The CANDISC Procedure

Computational Details

Subsections:

General Formulas

Canonical discriminant analysis is equivalent to canonical correlation analysis between the quantitative variables and a set of dummy variables coded from the CLASS variable. In the following notation, the dummy variables are denoted by $\mb {y}$ and the quantitative variables are denoted by $\mb {x}$. The total sample covariance matrix for the $\mb {x}$ and $\mb {y}$ variables is

\[  \mb {S} = \left[\begin{matrix}  \mb {S}_{xx}   &  \mb {S}_{xy}   \cr \mb {S}_{yx}   &  \mb {S}_{yy}   \end{matrix}\right]  \]

When c is the number of groups, $n_ t$ is the number of observations in group t, and $\mb {S}_ t$ is the sample covariance matrix for the $\mb {x}$ variables in group t, the within-class pooled covariance matrix for the $\mb {x}$ variables is

\[  \mb {S}_ p = \frac{1}{\sum n_ t-c} {\sum (n_ t-1)\mb {S}_ t}  \]

The canonical correlations, $\rho _ i$, are the square roots of the eigenvalues, $\lambda _ i$, of the following matrix. The corresponding eigenvectors are $\mb {v}_ i$.

\[  {\mb {S}_ p}^{-1/2}\mb {S}_{xy}{\mb {S}_{yy}}^{-1}\mb {S}_{yx}{\mb {S}_ p}^{-1/2}  \]

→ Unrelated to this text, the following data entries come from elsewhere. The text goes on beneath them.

PR #4634, opened 2026-09-03
Chore: move PDF generation hook into the monorepo

andrewbrazzatti:
## Summary

Move `@researchdatabox/sails-hook-redbox-pdfgen` into the portal monorepo and make the PDF-enabled image consume the locally built hook.

---

## Context / Motivation

The PDF hook previously lived in a separate repository and the portal Dockerfile installed a released npm version into the `runtime_pdfgen` image. This created a circular release dependency: the hook depended on core while core needed to build and publish an image containing the hook. The release order could therefore not be managed reliably.

---

### Monorepo hook package

- Adds the PDF generation hook, configuration model, services, documentation, and tests under `packages/sails-hook-redbox-pdfgen`.
- Builds the hook using the repository's local core and development-tool packages.

### Optional PDF runtime image

- Compiles the hook in the Docker builder stage.
- Removes the hook from the default `runtime` image.
- Installs the locally built hook only in the `runtime_pdfgen` target, with Chromium support unchanged.

### Release and npm publishing

- Includes the hook in the CircleCI package-lock refresh and backend package publish lists.
- Builds and publishes it in dependency order with core, generated core-types, and the other backend packages.
- Rewrites internal package versions during staging and packs prebuilt artifacts without requiring staged development dependencies.

---

## Testing

- PDF hook TypeScript compilation passes.
- npm publish version handling tests pass.
- Dockerfile BuildKit checks pass without warnings.
- Prettier and shell syntax checks pass.
- The hook unit suite was attempted but cannot complete in this checkout because the existing generated `packages/raido/dist` artifacts are unavailable.

---

### Release dependency direction

Core is no longer coupled to an independently released PDF hook version when building the PDF image. The hook is versioned and published from the same release pipeline as core.

### Image composition

The standard runtime image remains free of PDF-generation dependencies and Chromium. PDF functionality is available through the explicit `runtime_pdfgen` image target.

### Package publishing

Let $\mb {V}$ be the matrix that contains the eigenvectors $\mb {v}_ i$ that correspond to nonzero eigenvalues as columns. The raw canonical coefficients are calculated as follows:

\[  \mb {R} = {\mb {S}_ p}^{-1/2}\mb {V}  \]

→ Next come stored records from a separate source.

PR #4650, opened 2026-09-08
Bugfix: Treat fields without configured defaults as nullable in record schemas

andrewbrazzatti:
## Summary

Record JSON Schema generated from form configurations now permits null on any field that does not declare an explicit non-null default. Previously only fields configured with a `defaultValue` of exactly `null` were treated as nullable, which did not match runtime behaviour of the Angular form layer.

---

## Context / Motivation

Angular form controls use `null` for an empty value whenever no default is configured. Fields without an explicit `defaultValue` therefore end up as `null` in submitted record data, but the generated record schema declared them as strictly non-null (`type: "string"`). This made the schema reject valid form submissions and produced inaccurate contract digests.

---

### Nullability derives from configured defaults

- `nullableFromDefault` in the record contract core contributors now returns `true` when a field's configured default is `undefined` or `null`, matching how an unconfigured default surfaces as an empty `null` form control.
- A field is considered intentionally non-null only when it declares an explicit non-null `defaultValue`.

### Updated contract rendering and expectations

- Rendered JSON Schema properties now use union types such as `["string", "null"]` and `["array", "null"]` for fields without explicit defaults.
- Scalar and array contributors, including repeated element templates, inherit the corrected nullability.

---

The pooled within-class standardized canonical coefficients are

\[  \mb {P} = \mr {diag}(\mb {S}_ p)^{1/2}\mb {R}  \]

The total sample standardized canonical coefficients are

\[  \mb {T} = \mr {diag}(\mb {S}_{xx})^{1/2}\mb {R}  \]

Let $\mb {X}_ c$ be the matrix that contains the centered $\mb {x}$ variables as columns. The canonical scores can be calculated by any of the following:

\[  \mb {X}_ c \,  \mb {R}  \]
\[  \mb {X}_ c \,  \mr {diag}(\mb {S}_ p)^{-1/2}\mb {P}  \]
\[  \mb {X}_ c \,  \mr {diag}(\mb {S}_{xx})^{-1/2}\mb {T}  \]

For the multivariate tests based on $\mb {E}^{-1}\mb {H}$,

\[  \mb {E} = (n-1)(\mb {S}_{yy} - \mb {S}_{yx}\mb {S}_{xx}^{-1}\mb {S}_{xy})  \]
\[  \mb {H} = (n-1)\mb {S}_{yx}\mb {S}_{xx}^{-1}\mb {S}_{xy}  \]

where n is the total number of observations.